Diamonds aren't forever - how Irish women are doing it their own way with their jewellery
Irish jewellery designer Margaret O'Rourke is a living recession success story
Sisters really are doing it for themselves.
While most of us might have to wait years for someone to buy us a diamond, others are taking the reins and buying it for themselves – they’re not waiting for a fiancé or partner, but treating themselves.
Margaret O’Rourke, founder of MoMuse jewellery, is all too familiar with what women are looking for when it comes to jewellery shopping and with the launch of her new fine jewellery range, she has seen her customer base evolve into a rather diverse shopper: Irish women, men, couples and a new influx of Americans to her store at Powerscourt Town Centre thanks to a game-changing recommendation by the New York Times in July.
When it comes to big purchases like sapphires or topaz or gold bands, it’s almost always 100% Irish.
“There are so many different categories of customers,” she tells Independent.ie Style.
“Some women are married and have their kids, and they don’t wear their wedding or engagement ring anymore. There’s lovely lady, a yoga instructor; her husband keeps buying her a black stacking ring each Christmas, she keeps adding every year instead of her engagement ring.
“When people get engaged or married, they pay a fortune for a ring and then suddenly their budget is gone. One couple in particular wanted a simple ring and preferred to put it on a big holiday or into their house. People are more into the experience of travelling and having a beautiful house, rather than having a big rock.
“Then you have some women who come in and say, ‘I’ve always wanted a really nice ring, but I don’t want to pay a fortune for it’. There’s a lot of cash for gold and people have break-ins: they want something they can wear all the time, not something you’re not wearing, a waste of money.”
Some fashion followers will already be familiar with MoMuse, the brand has been around since 2009 and has a dedicated fan base among Irish fashion journalists, editors and bloggers.
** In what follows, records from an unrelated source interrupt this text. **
PR #1387, opened 2024-04-13
fix(server): handle kernel signals by including tini

PixnBits:
## Description

Wrap the Node.js process with the tini init wrapper. This enables proper kernel signal handling inside the container, removing the need for forceful shutdowns (e.g. `$ docker ps; docker kill <container-id>`).

This adds 96kB to the image size.

We may later be able to remove [src/server/shutdown.js](https://github.com/americanexpress/one-app/blob/v6.11.0/src/server/shutdown.js) if the Babel issue is resolved (it's been a number of years). Though, it might serve has a failure handling in the event we miss something that keeps Node.js running (e.g. a `setInterval` without `.unref()`).

## Motivation and Context

> Node.js was not designed to run as PID 1 which leads to unexpected behaviour when running inside of Docker. For example, a Node.js process running as PID 1 will not respond to SIGINT (CTRL-C) and similar signals. ...
> You can...include Tini [directly in your Dockerfile](https://github.com/krallin/tini#using-tini), ensuring your process is always started with an init wrapper.

https://github.com/nodejs/docker-node/blob/main/docs/BestPractices.md#handling-kernel-signals

## How Has This Been Tested?

I've built the image locally, used it via @americanexpress/one-app-runner (`npm start -- --offline --docker-image=sha256:...`) and upon <kbd>CTRL</kbd>+<kbd>C</kbd> the container stops (due to the Node.js process ending).

## Types of Changes

- [ ] Dependency update
- [ ] Security update

## Checklist:

- [x] These changes should be applied to a maintenance branch. (#1388)

Don't have to wait 10,000ms for the shutdown check to run. Should also be more graceful and faster shutdowns in production.

### DIFF
--- a/Dockerfile
+++ b/Dockerfile
@@ -32,6 +32,8 @@ RUN NODE_ENV=production npm run build && \
 # development image
 # docker build . --target=development
 FROM node:$VERSION-alpine as development
+# https://github.com/nodejs/docker-node/blob/main/docs/BestPractices.md#handling-kernel-signals
+RUN apk add --no-cache tini
 ARG USER
 ENV USER ${USER:-node}
 ENV NODE_ENV=development
@@ -50,6 +52,8 @@ COPY --from=builder --chown=node:node /opt/one-app/development ./
 # production image
 # last so that it's the default image artifact
 FROM node:$VERSION-alpine as production
+# https://github.com/nodejs/docker-node/blob/main/docs/BestPractices.md#handling-kernel-signals
+RUN apk add --no-cache tini
 ARG USER
 ENV USER ${USER:-node}
 ENV NODE_ENV=production
--- a/Dockerfile
+++ b/Dockerfile
@@ -29,11 +29,14 @@ RUN NODE_ENV=production npm run build && \
     mv /opt/build/bundle.integrity.manifest.json /opt/one-app/production && \
     mv /opt/build/.build-meta.json /opt/one-app/production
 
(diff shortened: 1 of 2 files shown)


Dockerfile
```diff
@@ -32,6 +32,8 @@ RUN NODE_ENV=production npm run build && \
 # development image
 # docker build . --target=development
 FROM node:$VERSION-alpine as development
+# https://github.com/nodejs/docker-node/blob/main/docs/BestPractices.md#handling-kernel-signals
+RUN apk add --no-cache tini
```
PixnBits, line 36: maybe we can run this once and create a "wrapped" build stage to use as the base for development and production targets

10xLaCroixDrinker (changes requested):
This breaks the start command when running in the repo.

```sh
$ npm start

> @americanexpress/one-app@6.12.1 start
> scripts/start.sh

/sbin/tini -- node --dns-result-order ipv4first --no-experimental-fetch --require=dotenv/config lib/server/index.js
scripts/start.sh: line 39: /sbin/tini: No such file or directory
scripts/start.sh: line 39: exec: /sbin/tini: cannot execute: No such file or directory
```

PixnBits:
good catch! it's also probably better for tini to be the entrypoint rather than deferred to a script file so it can manage all the child processes
updated in fe135a

Dockerfile
PixnBits: updated in fe13e5a

code-forger (approved):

But the pieces are moving beyond cult status into mainstream success with an ever-growing expansion that comes from the same signatures of all small business owners: blood, sweat and tears.
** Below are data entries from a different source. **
PR #1391, opened 2024-04-18
fix(watchLocalModules): fix missing baseUrl

code-forger:
## Description
This fixes users seeing the following log when re-building locally served modules running the dev server:
```Encountered error fetching module at undefinedmodule-config.json: Only absolute URLs are supported```

## Motivation and Context
This bug means the module-config.json will never load, and the users sees an error they have no way of understanding

## How Has This Been Tested?
running agains reproduction case
unit tests

## Types of Changes

- [ ] Dependency update
- [ ] Security update

## Checklist:

No more confusing log

### DIFF
--- a/src/server/utils/watchLocalModules.js
+++ b/src/server/utils/watchLocalModules.js
@@ -26,6 +26,7 @@ import {
 } from 'holocron/moduleRegistry';
 import { getIp } from './getIP';
 import onModuleLoad from './onModuleLoad';
+import addBaseUrlToModuleMap from './addBaseUrlToModuleMap';
 
 export default function watchLocalModules() {
   const staticsDirectoryPath = path.resolve(__dirname, '../../../static');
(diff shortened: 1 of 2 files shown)

### CODE REVIEW

File: src/server/utils/watchLocalModules.js [hunk 1]
```diff
@@ -43,12 +44,13 @@ export default function watchLocalModules() {
...
       const moduleMap = JSON.parse(fs.readFileSync(moduleMapPath, 'utf8'));
 
-      const moduleData = moduleMap.modules[moduleNameChangeDetectedIn];
+      const moduleData = addBaseUrlToModuleMap(moduleMap).modules[moduleNameChangeDetectedIn];
       const oneAppDevCdnAddress = `http://${getIp()}:${process.env.HTTP_ONE_APP_DEV_CDN_PORT || 3001}`;
 
       moduleData.browser.url = moduleData.browser.url.replace('[one-app-dev-cdn-url]', oneAppDevCdnAddress);
       moduleData.legacyBrowser.url = moduleData.legacyBrowser.url.replace('[one-app-dev-cdn-url]', oneAppDevCdnAddress);
       moduleData.node.url = moduleData.node.url.replace('[one-app-dev-cdn-url]', oneAppDevCdnAddress);
+      moduleData.baseUrl = moduleData.baseUrl.replace('[one-app-dev-cdn-url]', oneAppDevCdnAddress);
```
smackfu, line 53: Is this line tested at all?

10xLaCroixDrinker (approved):

PixnBits:
this is also addresed in #1370

src/server/utils/watchLocalModules.js
Matthew-Mallimo: Should be covered by the existing test cases that Michael modified

Matthew-Mallimo (approved):

src/server/utils/watchLocalModules.js
PixnBits: were they failing before?

PR #314, opened 2015-07-14
Add link to FlatDoc

shamsher31:
Add link to FlatDoc documentation generator


sindresorhus:
Why should I add it? I might be missing the point, but it seems like it only render the readme, which is already pretty readable on GitHub.

shamsher31:
It uses README but gives structured way for documentation by providing good navigation bar on the left,  description and details in center and code examples on right panels and everything on single page, which I think makes developer life easier.

sindresorhus:
I don't really see the point tbh, but I'm going to pass on it for the reason that it's a front-end thing and doesn't use Node in any way which is what this list is about.

PR #319, opened 2015-07-21
Added new logging library

Xalbi:
Hello, 

Why it should be included ? I think sometimes we just need a simple logger.
  
https://www.npmjs.com/package/xlblogger

Best regards.


sindresorhus:

PR #320, opened 2015-07-22
Add `mongo-url-utils`

seangarner:
[mongo-url-utils](https://github.com/seangarner/mongo-url-utils) parses url params into objects which can be passed to the mongo find method.  Cleaner (IMO) and safer than just serialising a json object into the url.


sindresorhus:
Looks useful, but a bit too obscure for this list :)

PR #321, opened 2015-07-23
added robotjs

dthree:
RobotJS is awesome, and has a lot of potential. I looked through all of the categories and couldn't really find a good place to put it, so I am proposing an "automation" category for it.


kevva:
Yup, thanks :).

PR #322, opened 2015-07-23
Add NW.js & awesome-nw (against electron)

fritx:
;) thank you!


sindresorhus:
Thanks, but I think Electron is better and this is a curation after all. Happy to consider including awesome-nw on https://github.com/sindresorhus/awesome/ though ;)

fritx:
@sindresorhus ok, let me try, thanks.

PR #324, opened 2015-07-28
Adding Native Access to Mac OS-X FSEvents

jaysingh:


sindresorhus:
Looks good, but not generally useful enough as most will want some cross-platform abstraction above it, like Chokidar or any of the other fs event libs.

PR #325, opened 2015-07-29
Adding glob

jaysingh:
Match files using the patterns the shell uses, like stars and stuff.


sindresorhus:
Already have `globby`, which is just `glob` with support for multiple patterns.

PR #327, opened 2015-07-30
Add `split2` module

LoicMahieu:


sindresorhus:
Thanks, but we already have `byline`, which does the same thing.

“This has gradually happened over the last couple of years, gold stacking rings, gem ones, I’ve been slowly building without pushing it,” she explains.
“I have a whole new customer. The millennials as they’re calling them, they’re totally moving away from the traditional. One young couple, they were doing their whole wedding from scratch and the bride didn’t want a diamond so they bought a gold band.
“The whole experience is quite relaxed. I’m not trying to criticise jewellers but I’m hearing not very nice stories. One particular couple told me they went to a store and they started with a €33,000diamond ring, so anything else you looked at then wouldn’t be what you want.
“Next year, I’ll probably create a new area in the shop to make a little more personal.”
MoMuse HQ is a haven for Irish accessories designers and it’s only fitting as the store was first launched as Bow eight years ago alongside other Irish creatives, while Ireland was “deep in the recession”, as Margaret calls.
“The business is 12 years old - we started in 2009 here deep in recession in a shop double this size called Bow, where a couple of designers got together and it grew slowly. It was a nice experience because there was no pressure, no long lease. I had a little corner in the shop that grew and grew.
“The highlight of the year was being featured in the New York Times’ shopping list - it’s put me on the international radar as well. I’ve had so many Americans in.
“It means a lot to me to stock as much Irish as I can. After the recession, I think we’ve all learned a lot more.”